The results show that compared with the initial SFT model, the AceReason-Nemotron-7B model achieved 14.5% and 14.6% accuracy improvements on AIME 2024/2025, respectively, and 14.2% and 8% growth on LiveCodeBench V5/V6. The 14B variant performs better than larger models, such as DeepSeek-R1-Distill-Qwen-32b and DeepSeek-R1-Distill-Lalama-70B, achieving first-class results in the RL-based open inference model. Compared with the SOTA distillation-based model, AceReason Nemotron-14B is better than 2.1%/4.4% on the AIME benchmark and OpenCodeSoseasoning-14B, with more competitive performance on the liveCodeBench than the distillation competition, indicating higher competitive performance on the liveCodeBench. O3 Mini.
In this article, researchers show that large-scale RL enhances the inference ability of powerful small and medium-sized SFT models through sequentially specific domain training.

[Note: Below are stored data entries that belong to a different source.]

PR #7312, opened 2024-07-12
[PoC] AWS Payload observability

ygree:
# What Does This Do

# Motivation

# Additional Notes

Jira ticket: [PROJ-IDENT]


gradle/libs.versions.toml
```diff
@@ -26,6 +26,7 @@ commons = "3.2"
 mockito = '4.4.0'
 jctools = '3.3.0'
 moshi = '1.11.0'
+jsonPath = '2.9.0'
```
vandonr, line 29: jsonPath 2.9.0 has a dependency on slf4j v2.0.11 (see pom [here](https://repo1.maven.org/maven2/com/jayway/jsonpath/json-path/2.9.0/json-path-2.9.0.pom)), while the version that we are using (see line 2) is 1.7.30.
This is what makes a lot of tests fail.
I'm not sure how this should be handled.

dd-java-agent/instrumentation/aws-java-sdk-2.2/src/main/java/datadog/trace/instrumentation/aws/v2/AwsSdkClientDecorator.java
```diff
@@ -294,7 +307,20 @@ public AgentSpan onSdkResponse(
...
+      final ExecutionAttributes attributes,
+      Optional<InputStream> responseBody) {
+
+    if (responseBody.isPresent()) {
+      InputStream body = responseBody.get();
+      if (body instanceof ResponseBodyStreamWrapper) {
+        ResponseBodyStreamWrapper wrapper = (ResponseBodyStreamWrapper) body;
+        ByteArrayInputStream bodyStream = wrapper.asByteArrayInputStream();
+        if (bodyStream != null) {
+          AgentTracer.get().addTagsFromResponseBody(span, bodyStream, "aws.response.body");
```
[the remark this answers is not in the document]
ygree: According to the RFC, the idea was to generalize to any service (not just AWS) and be able to convert request and response body to tags for observability purposes.

I totally agree with your concerns about overhead, so I tried to limit parsing as much as possible by
- Avoiding materializing JSON and instead using event-based parsing to traverse in one go.
- Buffering only payloads that start with '{'.
- Having an upper limit of 256Kb for the buffer.
- Disabled by default.
- Limit the number of services it's enabled for (now only SQS, ApiGateway and EventBridge).

Also, so far we are going to release it internally for the Cloud Observability team and there is no intention to release it to GA at all.

Regarding your comment about services not using JSON, this is exactly what came up in testing I did recently. The format used depends not only on the service, but even on the minor version of the SDK. For example, SNS uses Http Form Params and XML, some earlier versions of the SDK for SQS also use XML instead of JSON. And as you mentioned, Kinesis uses CBOR. 

I appreciate your efforts to experiment with an alternative approach and provide a very detailed idea of how to implement it. I think we should have a specialized version for AWS SDK to use the provided POJOs as you suggested. That way we can optimize drastically for AWS SDK. And at the same time expand the visibility to AWS services that don't use JSON. 

Thank you!

dd-java-agent/instrumentation/aws-java-sdk-2.2/build.gradle
```diff
@@ -61,3 +77,15 @@ dependencies {
   latestDepTestImplementation group: 'software.amazon.awssdk', name: 'dynamodb', version: fixedSdkVersion
   latestDepTestImplementation group: 'software.amazon.awssdk', name: 'kinesis', version: fixedSdkVersion
 }
+
+tasks.withType(Test).configureEach {
+  usesService(testcontainersLimit)
+}
+
+tasks.named("test").configure {
```
amarziali, line 85: this (and the things below) should not be required

dd-java-agent/instrumentation/aws-java-sdk-2.2/src/main/java/datadog/trace/instrumentation/aws/v2/AwsSdkClientDecorator.java
```diff
@@ -110,11 +113,21 @@ public AgentSpan onSdkRequest(
...
     final String awsServiceName = attributes.getAttribute(SdkExecutionAttribute.SERVICE_NAME);
     final String awsOperationName = attributes.getAttribute(SdkExecutionAttribute.OPERATION_NAME);
     onOperation(span, awsServiceName, awsOperationName);
 
+    if (requestBody.isPresent()) {
+      Config config = Config.get();
+      if (config.isCloudRequestPayloadTaggingEnabled()
+          && config.isCloudPayloadTaggingEnabledFor(awsServiceName)) {
+        InputStream body = requestBody.get().contentStreamProvider().newStream();
+        AgentTracer.get().addTagsFromRequestBody(span, body, "aws.request.body");
```
amarziali, line 127: Theoretically we could have done it lazily in the agent thread (as tag postprocessor) so it would not affect the same thread of the aws request (i.e. only attach the buffer to the span and process on a TagPostProcessor). It would also have avoided the fact to expose those methods on the agent tracer

amarziali (approved):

The proposed method of executing mathematical RL only, followed by the prompt of code-only prompts, shows that mathematical reasoning training can significantly improve the performance of mathematical and coding benchmarks. The data curation pipeline collects challenging tips by collecting high-quality, verifiable answers and test cases, thus enabling verification-based RLs to cross heterogeneous domains. The research results show that RL drives model inference limitations, provides solutions to problems that cannot be solved, and establishes new performance benchmarks for inference model development.
View paper and model on hugging face. All credits for this study are to the researchers on the project. Also, please feel free to follow us twitter And don’t forget to join us 95k+ ml reddit And subscribe Our newsletter.

Sajjad Ansari is a final year undergraduate student from IIT Kharagpur. As a technology enthusiast, he delves into the practical application of AI, focusing on understanding AI technology and its real-world impact. He aims to express complex AI concepts in a clear and easy way.